**Task to complete:**
An exact transcription of every record is needed.

----------

PR #7538, opened 2023-09-27
Create per.py

ssh-meister:
Script for calculation Punctuation Error Rate and related rates (correct rate, deletions rate, etc.)
@karpnv @ekmb @vsl9 @KunalDhawan


karpnv:
move it from `nemo/collections/common/metrics/per.py` to `nemo/collections/asr/metrics/`

ssh-meister:
@jubick1337 @karpnv because this metric is applicable for ASR and NLP PC models both (there is noticed in the paper that PER allows to compare prediction accuracy between PC models in general)

nemo/collections/common/metrics/per.py
```diff
@@ -0,0 +1,343 @@
+import json
```
ekmb, line 1: @ssh-meister please add the following:
- header
- docstrings
- pytests
- comments on how to run/use the script (one the model is trained, during training etc)
 I haven't looked at the code yet

ekmb (changes requested):

nemo/collections/common/metrics/per.py
ssh-meister: sure!

jubick1337 (changes requested):

itzsimpl:
> move it from `nemo/collections/common/metrics/per.py` to `nemo/collections/asr/metrics/`

Note that coneptually this implementation of PER will give "useful" results only for NLP, where the input is the text that is to be punctuated and is immutable (i.e. the reference is this same text punctuated by hand; a clear ground truth to compare against). 

For the ASR case, eg. with hybrid_pc models, the input is audio, and the reference is the punctuated transcription (typically obtained by hand). If recognition is flawless then PER will give the correct information (the quality of the punctuation subtask), if recognition is not flawless punctuation might be affected by WER, and PER might be affected as well (eg. a word that is typically followed by a comma gets deleted). In certain occasions the punctuation of a imperfect transcription might still be flawless from the standpoint of punctuation, but since the metric is computed agains the original reference punctuated transcription, the PER score will be affected as well. There is no simple solution to this except to manually re-punctuate the transcription obtained by the ASR task and use that as reference, which might not be viable, but is something to keep in mind when reporting or. using the PER metric.

jubick1337:
Could you please add tests for PER [here](https://github.com/NVIDIA/NeMo/blob/main/tests/collections/common/test_metrics.py)?

examples/asr/punctuation_rates.py
```diff
@@ -0,0 +1,168 @@
...
+
+    with open(input_manifest_path, "r") as manifest:
+        lines = manifest.readlines()
+        samples = [json.loads(line) for line in lines]
+        return samples
+
+
+def write_manifest(output_manifest_path: str, samples: list[dict]) -> None:
+
+    '''Writes samples to .json file.
```
jubick1337, line 76: format

jubick1337 (changes requested):
minor format changes, otherwise looks good to me

nemo/collections/common/metrics/per.py
```diff
@@ -0,0 +1,343 @@
...
+
+class PER:
+    punctuation_marks = None
+    punctuation_mask = "[PUNCT]"
+
+    def __init__(self, punctuation_marks: list[str], punctuation_mask: str = "[PUNCT]"):
+        PER.punctuation_marks = punctuation_marks
+        PER.punctuation_mask = punctuation_mask
+
+    class Statistics:
```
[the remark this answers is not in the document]
ssh-meister: Thank you, `Statistics` class was removed and necessary functions were added to `PER` class

nemo/collections/common/metrics/per.py
```diff
@@ -0,0 +1,343 @@
...
+        def __init__(self) -> None:
+            self.punctuation_marks_statistics = pd.DataFrame(
```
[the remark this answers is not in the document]
ssh-meister: Thank you, I've changed implementation from pandas dataframes to dicts

nemo/collections/common/metrics/per.py
```diff
@@ -0,0 +1,343 @@
...
+            if amounts_sum == 0:
+                return
+
+            self.correct_rate = self.punctuation_marks_statistics.loc["Correct"].sum() / amounts_sum
+            self.deletions_rate = self.punctuation_marks_statistics.loc["Deletions"].sum() / amounts_sum
+            self.insertions_rate = self.punctuation_marks_statistics.loc["Insertions"].sum() / amounts_sum
+            self.substitutions_rate = self.punctuation_marks_statistics.loc["Substitutions"].sum() / amounts_sum
+            self.per = self.deletions_rate + self.insertions_rate + self.substitutions_rate
+
+            return
```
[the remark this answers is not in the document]
ssh-meister: Thank you, removed

nemo/collections/common/metrics/per.py
```diff
@@ -0,0 +1,343 @@
...
+
+    class Sample:
```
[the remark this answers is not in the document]
ssh-meister: sure! done

nemo/collections/common/metrics/per.py
```diff
@@ -0,0 +1,343 @@
...
+if __name__ == "__main__":
+    parser = ArgumentParser("Calculate Punctuaton Prediction Accuracy Rates")
+
+    parser.add_argument(
+        "--manifest",
+        required=True,
+        type=str,
+        help="Path .json manifest file with ASR predictions saved at `pred_text` field.",
+    )
+    parser.add_argument(
```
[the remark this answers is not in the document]
ssh-meister: `nargs` is added for direct parsing of punctuation marks in the form of a list, thank you

nemo/collections/common/metrics/per.py
ssh-meister: @ekmb, I've added the information that you have mentioned and pytests. Could I ask for a review, please?

nemo/collections/common/metrics/per.py
```diff
@@ -0,0 +1,343 @@
...
+            print(f"Substitutions rate: {substitutions_rate} ({substitutions_rate * 100:2f}%)")
+
+            per = self.statistics.per
+            print(f"Punctuation Error Rate: {per} ({per * 100:2f}%)")
+
+            print("\nRATES BY PUNCTUATION MARK:")
+            print(tabulate(self.statistics.punctuation_marks_rates, headers='keys', tablefmt='psql'))
+
+
+if __name__ == "__main__":
```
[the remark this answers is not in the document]
ssh-meister: @titu1994, I've made a refactoring. Could I ask for a review, please?

ssh-meister:
> Could you please add tests for PER [here](https://github.com/NVIDIA/NeMo/blob/main/tests/collections/common/test_metrics.py)?

@jubick1337, I've added tests, could you please review them again?

karpnv (changes requested):
Lets move rate_punctuation.py to
https://github.com/NVIDIA/NeMo/blob/main/examples/asr/speech_to_text_eval.py by adding use_per=False option.

ssh-meister:
> Lets move rate_punctuation.py to https://github.com/NVIDIA/NeMo/blob/main/examples/asr/speech_to_text_eval.py by adding use_per=False option.

This type of modification will result in a reduction of certain features. For instance, in the `speech_to_text_eval.py` script, there is currently no provision for computing the supported metrics (WER/CER) separately for each sample and then saving them to the manifest. This capability could be essential when considering the use of punctuation rates (correct rate / deletions rate / etc.) as thresholds for further sample filtering (e.g. SDE).

It may be advisable to consider adding a feature to `speech_to_text_eval.py` to calculate only the total PER value on a dataset, but in addition to the existing `rate_punctuation.py` functionality, rather than replacing it.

----------

**Written response:**
PR #7538, opened 2023-09-27
Create per.py

ssh-meister:
Script for calculation Punctuation Error Rate and related rates (correct rate, deletions rate, etc.)
@karpnv @ekmb @vsl9 @KunalDhawan


karpnv:
move it from `nemo/collections/common/metrics/per.py` to `nemo/collections/asr/metrics/`

ssh-meister:
@jubick1337 @karpnv because this metric is applicable for ASR and NLP PC models both (there is noticed in the paper that PER allows to compare prediction accuracy between PC models in general)

nemo/collections/common/metrics/per.py
```diff
@@ -0,0 +1,343 @@
+import json
```
ekmb, line 1: @ssh-meister please add the following:
- header
- docstrings
- pytests
- comments on how to run/use the script (one the model is trained, during training etc)
 I haven't looked at the code yet

ekmb (changes requested):

nemo/collections/common/metrics/per.py
ssh-meister: sure!

jubick1337 (changes requested):

itzsimpl:
> move it from `nemo/collections/common/metrics/per.py` to `nemo/collections/asr/metrics/`

Note that coneptually this implementation of PER will give "useful" results only for NLP, where the input is the text that is to be punctuated and is immutable (i.e. the reference is this same text punctuated by hand; a clear ground truth to compare against). 

For the ASR case, eg. with hybrid_pc models, the input is audio, and the reference is the punctuated transcription (typically obtained by hand). If recognition is flawless then PER will give the correct information (the quality of the punctuation subtask), if recognition is not flawless punctuation might be affected by WER, and PER might be affected as well (eg. a word that is typically followed by a comma gets deleted). In certain occasions the punctuation of a imperfect transcription might still be flawless from the standpoint of punctuation, but since the metric is computed agains the original reference punctuated transcription, the PER score will be affected as well. There is no simple solution to this except to manually re-punctuate the transcription obtained by the ASR task and use that as reference, which might not be viable, but is something to keep in mind when reporting or. using the PER metric.

jubick1337:
Could you please add tests for PER [here](https://github.com/NVIDIA/NeMo/blob/main/tests/collections/common/test_metrics.py)?

examples/asr/punctuation_rates.py
```diff
@@ -0,0 +1,168 @@
...
+
+    with open(input_manifest_path, "r") as manifest:
+        lines = manifest.readlines()
+        samples = [json.loads(line) for line in lines]
+        return samples
+
+
+def write_manifest(output_manifest_path: str, samples: list[dict]) -> None:
+
+    '''Writes samples to .json file.
```
jubick1337, line 76: format

jubick1337 (changes requested):
minor format changes, otherwise looks good to me

nemo/collections/common/metrics/per.py
```diff
@@ -0,0 +1,343 @@
...
+
+class PER:
+    punctuation_marks = None
+    punctuation_mask = "[PUNCT]"
+
+    def __init__(self, punctuation_marks: list[str], punctuation_mask: str = "[PUNCT]"):
+        PER.punctuation_marks = punctuation_marks
+        PER.punctuation_mask = punctuation_mask
+
+    class Statistics:
```
[the remark this answers is not in the document]
ssh-meister: Thank you, `Statistics` class was removed and necessary functions were added to `PER` class

nemo/collections/common/metrics/per.py
```diff
@@ -0,0 +1,343 @@
...
+        def __init__(self) -> None:
+            self.punctuation_marks_statistics = pd.DataFrame(
```
[the remark this answers is not in the document]
ssh-meister: Thank you, I've changed implementation from pandas dataframes to dicts

nemo/collections/common/metrics/per.py
```diff
@@ -0,0 +1,343 @@
...
+            if amounts_sum == 0:
+                return
+
+            self.correct_rate = self.punctuation_marks_statistics.loc["Correct"].sum() / amounts_sum
+            self.deletions_rate = self.punctuation_marks_statistics.loc["Deletions"].sum() / amounts_sum
+            self.insertions_rate = self.punctuation_marks_statistics.loc["Insertions"].sum() / amounts_sum
+            self.substitutions_rate = self.punctuation_marks_statistics.loc["Substitutions"].sum() / amounts_sum
+            self.per = self.deletions_rate + self.insertions_rate + self.substitutions_rate
+
+            return
```
[the remark this answers is not in the document]
ssh-meister: Thank you, removed

nemo/collections/common/metrics/per.py
```diff
@@ -0,0 +1,343 @@
...
+
+    class Sample:
```
[the remark this answers is not in the document]
ssh-meister: sure! done

nemo/collections/common/metrics/per.py
```diff
@@ -0,0 +1,343 @@
...
+if __name__ == "__main__":
+    parser = ArgumentParser("Calculate Punctuaton Prediction Accuracy Rates")
+
+    parser.add_argument(
+        "--manifest",
+        required=True,
+        type=str,
+        help="Path .json manifest file with ASR predictions saved at `pred_text` field.",
+    )
+    parser.add_argument(
```
[the remark this answers is not in the document]
ssh-meister: `nargs` is added for direct parsing of punctuation marks in the form of a list, thank you

nemo/collections/common/metrics/per.py
ssh-meister: @ekmb, I've added the information that you have mentioned and pytests. Could I ask for a review, please?

nemo/collections/common/metrics/per.py
```diff
@@ -0,0 +1,343 @@
...
+            print(f"Substitutions rate: {substitutions_rate} ({substitutions_rate * 100:2f}%)")
+
+            per = self.statistics.per
+            print(f"Punctuation Error Rate: {per} ({per * 100:2f}%)")
+
+            print("\nRATES BY PUNCTUATION MARK:")
+            print(tabulate(self.statistics.punctuation_marks_rates, headers='keys', tablefmt='psql'))
+
+
+if __name__ == "__main__":
```
[the remark this answers is not in the document]
ssh-meister: @titu1994, I've made a refactoring. Could I ask for a review, please?

ssh-meister:
> Could you please add tests for PER [here](https://github.com/NVIDIA/NeMo/blob/main/tests/collections/common/test_metrics.py)?

@jubick1337, I've added tests, could you please review them again?

karpnv (changes requested):
Lets move rate_punctuation.py to
https://github.com/NVIDIA/NeMo/blob/main/examples/asr/speech_to_text_eval.py by adding use_per=False option.

ssh-meister:
> Lets move rate_punctuation.py to https://github.com/NVIDIA/NeMo/blob/main/examples/asr/speech_to_text_eval.py by adding use_per=False option.

This type of modification will result in a reduction of certain features. For instance, in the `speech_to_text_eval.py` script, there is currently no provision for computing the supported metrics (WER/CER) separately for each sample and then saving them to the manifest. This capability could be essential when considering the use of punctuation rates (correct rate / deletions rate / etc.) as thresholds for further sample filtering (e.g. SDE).

It may be advisable to consider adding a feature to `speech_to_text_eval.py` to calculate only the total PER value on a dataset, but in addition to the existing `rate_punctuation.py` functionality, rather than replacing it.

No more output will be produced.